EDIT: There is also different ways of using flash.. the proper way (in my eyes) where you add to the effects of a website... or the improper way (in my eyes) where you make entire flash websites..... if you use the later (which a lot of people do for some reason) then HTML5 (as a part, or the entirety) is a DIRECT competition to Flash.
That's a bit simplistic. Certainly you don't want to make static text pages in Flash if you can help it. But there's nothing wrong with making all-Flash sites if it fits the purpose: high-end multimedia experiences. Look at
http://audiotool.com for example. Front page is HTML, but the main guts of the site, or "app", are entirely Flash. You could not do that site in HTML5. Javascript doesn't have the horsepower or the APIs necessary to manipulate byte arrays at a low level in that way.
The blind hatred for Flash around here is a bit confusing. When HTML5 starts being used for heavy animations everywhere, people will curse it just as much. (I've been forced to make such things in HTML5 before -- it's not pretty. Things start to buckle when you've got complex, fullscreen animations going on.) As others have said, 90% of the time it is the people making the content, NOT the tool. Or people choosing the wrong tool for the job. There are places where HTML5 makes sense, and places where Flash makes sense. It's not a binary choice of existence. Both can co-exist. Adobe certainly thinks so. A lot of these anti-Flash cats sound like the guys who internet-rage in a Playstation vs. Xbox war. People who actually create content (and I am occasionally one of those) use whatever tool we think is best for the job. Sometimes we're forced to use what the client wants.

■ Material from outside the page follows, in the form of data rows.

PR #5725, opened 2024-12-09
5537 paginated autocomplete

### LINKED ISSUE #5537: AutocompleteWithPagination not working
## What went wrong? 😲
The AutocompleteWithPagination component isn't working as it should. Currently this is being used by `StockItemSearchInput` and in #5524.

This component will only load the pagination set in backend currently, so if the user has more items than the set pagination then it won't show up in the search components.

I heard it's working in HSH, so could check HSH to see why it's not working

## Expected behaviour 🤔

Search works across all records

Scrollable list, once further records/pages are loaded, previous pages are still scrollable

## How to Reproduce 🔨

1. 

## Your environment 🌱

- Open mSupply Version: 2.4.0

- Platform:

- Database type:

lache-melvin:
Fixes #5537

# 👩🏻‍💻 What does this PR do?

Autocomplete pagination was implemented 3 different ways, between item select input, catalogue item input, and store select input.

This PRs aligns item & catalogue item with store select - I think this is the cleanest option (the other two were watching the pagination object with a useEffect to trigger the next page query, which was both hard to follow and required more renders)

Bug was that it "wasn't working" but I actually couldn't replicate that... if you can, please let me know? Hopefully changes fix it regardless 😅 

If you have takes/improvements on this pattern, please share!

# 🧪 Testing

- [ ] Have datafile with lots of items (OR for dev testing, you can change the `RECORDS_PER_PAGE` to something smaller, like 20)
- [ ] Open the item picker dropdown somewhere, e.g. add item to outbound shipment
  - [ ] As you scroll to bottom, next "page" of data appears
  - [ ] Your position in the list is maintained when next page appears
  - [ ] You can search for items not in the currently displayed set
- [ ] Same checks for catalogue item options in the `Create Asset` modal (Coldchain > Equipment)

# 📃 Documentation

  1.
  2.


CarlosNZ:
Hey @lache-melvin, this doesn't seem to be working for me as described -- currently I get no scroll bar at all, so can't fetch more items:

Screenshot 2024-12-11 at 10 13 29 AM

Also, less significant but worth noting -- the number of items shown is always 2 less than the `ROWS_PER_PAGE` value. I have it set to "6" in the above, but shows 4 🤷‍♂️

lache-melvin:
@CarlosNZ - the -2 rows per page thing is strange... I wonder why??

I think the "can't scroll to next page" is a separate thing, where if you don't have enough items in the list to create a scroll bar, then you don't have a "hit-the-bottom-of-the-scroll" event to trigger then next page query. Kind of think this isn't worth fixing - paginated autocomplete should only be needed if there are enough records to be scrolling, and I wouldn't anticipate us querying less than 20 records per page (probably even 100?)

If you need a datafile with more items I can share one?

CarlosNZ (changes requested):
Looking good, thanks for consolidating these, I hate having multiple implementations of the same thing!

Turns out the "2 items short" problem was just the due to the `extraFilter` passed from the parent, which filters out items already in the list. Which makes sense, but ideally this would be done server-side so you get a "page" of results of the correct size, but I guess it's fine in this case (with the default page size of 100, a handful less in the results list won't be noticeable).

I have a couple of suggestions, made a suggestion branch for each:

1. Would be good to show the "Loading" indicator while the next page is being fetched. Easy to do, just use the `isFetchingNextPage` value from `useInfiniteQuery`:  
https://github.com/msupply-foundation/open-msupply/commit/4b2860c446509ead44104e3943c75cd169143373
2. This is not really part of this PR (it's bothered me for a while), but it's slightly annoying how you lose the current options list when re-querying. If you're just trying to narrow the already-retrieved options, you should be able to see the filtering of the results instantly without having to wait for the new query to finish, as the items are already there. Here's one way to do it, there's probably others:  
https://github.com/msupply-foundation/open-msupply/commit/4964da59c83c78d9925e262d8b0618a9e40bec35

This is the difference in user experience (slow network artificially simulated)
How it works now:
Slow version
With my suggestion -- you get the "loading" indicator to tell you it's fetching more, but the previous results are still instantly available:
Fast version

I've just implemented both those suggestions for the StockItemSearchInput. It's be good if they were baked into the hook so that that functionality was automatically available everywhere, but that's a bit more work. If you don't want to re-factor that now and you think it's worth doing at some point, I can write up an issue for it.

lache-melvin:
Thanks Carl! Sorry for slow turnaround, really like your improvements 🚀 

Have added them in, plus refactored some of the options and pagination management into the common component - let me know what you think!

CarlosNZ (approved):
Very nice, thanks for the updates. :)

I'm not dissing "HTML5"; it's about time HTML started catching up with Flash. But Flash is so far ahead from a programming language & API point-of-view, HTML/Javascript always be playing catch-up. Especially since Adobe is not bound to a standards compliance body that is constantly in-fighting (go read up on the history of Javascript and realize it hasn't had a real update to the language in 10 YEARS because of corporate bickering). So I guess yes, I am dissing Javascript. It's stuck in the 90s. Terrible language. But I'm not dissing the concept around HTML5; that of adding APIs to allow for multimedia integration into web pages. It's just the execution of that concept that is a bit wonky right now. Unfortunately, the Javascript standards body is still as incapable as it ever was, so I don't see much improvement there. Web browsers can only strap so many rockets and nitrous packs on an '83 Honda before they run out of room.
Adobe is currently beta-testing a version of Flash with full OpenGL 2D and 3D hardware acceleration. Playstation 2+ level graphics in a web browser at 60fps. You can't do that kind of thing with Javascript and HTML. And you shouldn't!! It's also receiving full multi-threading. Flash is sadly leaving Javascript in the dust. But as I said, there's room for both technologies. So chill out guys. Please.
And as a final thought, I think most of this internet rage I see is coming from the fact that most sites are laden with ads. Ads all competing with each other for your CPU cycles. Page loading slowed down by AJAX calls that load in the ads from third-party servers and wait to load the page content until the ads are received. I know, this sucks!! But replacing Flash with HTML5 ads won't change that situation at all! But this is a basic problem of the web. The fight between putting sites behind paywalls and "free" content was decided many years ago (aside from NYT). Free content won out, as "free" everything usually does. But "free" in a marketplace is usually a devil's deal. You're going to pay for that content one way or another. So instead of subscribing to sites, the sites are afflicted with ads. But sites have to make money. If users want to change this, then perhaps people should band together and figure out a different business model. Blocking ads isn't the answer; that's equivalent to pirating music and movies because you think the price is too high. I would welcome a microtransaction kind of deal where a pageview is one cent or something, deducted from your account, but no ads on the site. That's effectively what we're going to with music and movies...a global subscription model, but I prefer something more granular for the web. But unless customers band together to enact this kind of sweeping change, the status quo will stay.